Ничего не осталось

Ничего не осталось в его жизни, чем бы он мог дорожить. Жизнь... кончилась, прекратилась, оборвалась. Нет её. А то, что он ещё может передвигаться, говорить, что-то делать, так это просто недоразумение, "побочный эффект", как любил повторять на своих лекциях проректор Микоян. Вся жизнь - "побочный эффект". Смешно. Может, кому-нибудь и смешно.
Надо запретить себе думать, запретить возвращаться туда, в прошлое, бередящее кровоточащую рану души. Боль, постоянная, щемящая и невыносимая. Она, как река, не исчезает, просто перетекает с одного места на другое. Не вспоминать, не вспоминать... Но как?
Память опять выхватывает знакомые лица. Вот разливающийся весёлым колокольчиком заливистый смех Натальи отдаёт в голове тяжёлым гудящим набатом. Пульсирующая кровь затрудняет дыхание, раскалывает виски. И кто говорит, что время лечит? Нет. Можно только привыкнуть к мучительной и ноющей горечи, запрятав, загнав её в самую глубину, закрыв плотным слоем камней и огромными глыбами. Но всё равно и оттуда она будет доставать своими жадными многочисленными щупальцами, опутывать сознание, повторять, шептать, передразнивать. Нет, от неё никуда не деться.
Владимир открыл глаза. Старые настенные ходики в тишине неспешно отмеряли свой шаг. Густой сумрак ночи за окном и не думал рассеиваться. А что ты хочешь - декабрь. Сумрачно, холодно, пусто. Совсем, как у него на сердце, которое неизвестно для чего продолжает ещё биться.
Мысли отбросили назад. Тоже декабрь... Грязной размазнёй-кашицей заляпан тротуар, обледенелые ступени здания суда, мерзкий пронизывающий ветер и ледяные, пронзающие насквозь слова: " Ты понял? Всё понял? Не мешай нам жить!" Невольно дрогнули уголки губ, собираясь то ли в усмешку, то ли в жалкую гримасу. Как всё просто: " Не мешай! Жить! Нам!" А он? Как же он? Ему-то как? Надо жить или нет? Да и как после всего этого: предательства близких людей.
Андрей, тот самый Андрюха, друг, с которым съели не один пуд соли, вместе жили в одной комнате общежития, делились конспектами, одеждой, едой. Почему-то вспомнилось, как на Хеллоуин друг, позаимствовав у девчонок парики, разрисовал их разноцветными красками. Они приготовили устрашающие маски и, вылив бутафорскую кровь на простыни - импровизированные накидки, отправились на другие этажи пугать аборигенов. Вызванная возмущённым вахтёром милиция быстро их нашла, да они особо и не прятались. Речь шла об исключении обоих из института. Но тогда они с Андрюхой были вместе. А теперь... Он соперник, враг, чужой.

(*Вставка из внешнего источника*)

PR #837, opened 2026-08-27
fix(build): make the web build loadable outside Node

niravanu:
`dist/web` could only be loaded by Node, so `@google/adk` could not be bundled for a browser, a worker, or any edge runtime. Two independent causes, both in `core/build.js`.

**The createRequire banner was applied to the browser build.** The shim exists so an ESM build can reach a CommonJS dependency, which is a Node concern, but the condition was `format === 'esm'` — and the web build is browser + esm. Every one of the 256 files in `dist/web` therefore opened with `import {createRequire} from 'module'`, including leaf modules with no Node dependency at all. Bundlers targeting a browser resolve that as a missing package and stop.

**The browser target included Safari 11, which predates async generators.** esbuild lowered them, and its lowering of `yield* super.method()` emits `__yieldStar(super.method())` in a scope where `super` is a syntax error, so `models/apigee_llm.js` did not parse. Safari 11 was never really supported — the library uses async generators throughout, and they are ES2018. The target only claimed it.

Measured before and after with wrangler, since Cloudflare Workers is the case that fails hardest:

  before   ✘ [ERROR] Unexpected "super"
             dist/web/models/apigee_llm.js:142:25
  after    Total Upload: 4652.19 KiB / gzip: 795.49 KiB

And it runs, not merely builds: a Workflow with two FunctionNodes joining into a JoinNode, plus a RequestInput, constructed inside workerd and answering 200.

Adds a regression test. It asserts the two specific failures — no `createRequire` anywhere in `dist/web`, and every file parses — and deliberately does not assert that nothing imports a Node builtin, because several modules legitimately do (`file_artifact_service`, `unsafe_local_code_executor`, `local_environment`, `skills/loader`, `a2a/*`) and are only reached by importing them. The banner was different in kind: it was on everything. The test skips when `dist/web` has not been built, and it fails on the previous build and passes on this one.

The rest of the suite imports `src`, which is why neither of these was visible to it.

- Closes: #_issue_number_
- Related: #_issue_number_

_If applicable, please follow the issue templates to provide as much detail as
possible._

**Problem:**
_A clear and concise description of what the problem is._

**Solution:**
_A clear and concise description of what you want to happen and why you choose
this solution._

### Testing Plan

**Unit Tests:**

- [ ] All unit tests pass locally.

### Checklist

- [ ] New and existing unit tests pass locally with my changes.

### Additional context

### DIFF
--- a/core/build.js
+++ b/core/build.js
@@ -8,7 +8,13 @@ import {writeFile} from 'node:fs/promises';
 
 const platformBuildTargets = {
   'node': ['node10.4'],
-  'browser': ['chrome58', 'firefox57', 'safari11'],
+  // Safari 12, not 11: the library uses async generators throughout, and they
+  // are ES2018. Targeting Safari 11 asked esbuild to lower them, and its
+  // lowering of `yield* super.method()` emits `__yieldStar(super.method())` in
+  // a scope where `super` is a syntax error — so `models/apigee_llm.js` in the
+  // web build did not parse at all. Safari 11 was never really supported; the
+  // target only said it was.
+  'browser': ['chrome63', 'firefox57', 'safari12'],
 };
 
 const licenseHeaderText = `/**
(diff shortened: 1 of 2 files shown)


kalenkevich (approved):
Totally make sense, thanks!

Невольный вздох вырвался из груди. Жаром окатило щёки, приятное тепло заставило вспомнить чудесное лето. Юг, курортный город. Горячий мягкий песок, зеленоватая гладь воды, прохладительные погребки с местным вином и ласковые, скользящие по телу руки, мокрые спутанные пряди волос, которые он любил накручивать на кончики своих пальцев. Владимир словно снова ощутил их в своих руках, такие послушные и мягкие, с застрявшими маленькими песчинками.
За окном мрачная темнота стала уступать место унылой серости. Новый день, надо вставать. После развода Владимир переехал из города в посёлок, в пустующий домик, оставшийся после бабушки. Устроился работать на лесопилке, благо она располагалась неподалёку. За ночь выпал снег, и пришлось расчищать дорожку, ведущую к калитке. Как хорошо, что чистым покрыло каменистую землю, сразу всё изменилось, приободрилось, посветлело. Завтра праздник - Новый год. За некоторыми стёклами угадываются очертания ёлок, светящиеся гирлянды оживляют приспущенные занавески.
Опять острым кольнуло грудь. Не думать, не думать, не вспоминать... Но он уже там: среди радостного веселья предновогодней суеты. Разноцветные шарики, красочные фейерверки, нарядная ёлочка, ленточка серпантина, взмывшая под потолок, а потом игриво обхватившая его шею. Её губы, страстные, обжигающие, любящие...
А вечером, включив телевизионную программу "Топ-26", Владимир с удивлением услышал звуки знакомой мелодии. Прислушавшись понял, что это написанная им песня и когда-то (ещё в прежней жизни) отправленная на конкурс Грушинского фестиваля. Весёлые задорные парни жизнерадостно пели, подпрыгивая и хлопая в ладоши. С экрана радостно звучало:
" Ты моя милая,
Ты моя славная,
Самая любимая.
Самая желанная".
А на диване в маленькой деревенской избушке сидел автор, и по щекам его текли слёзы.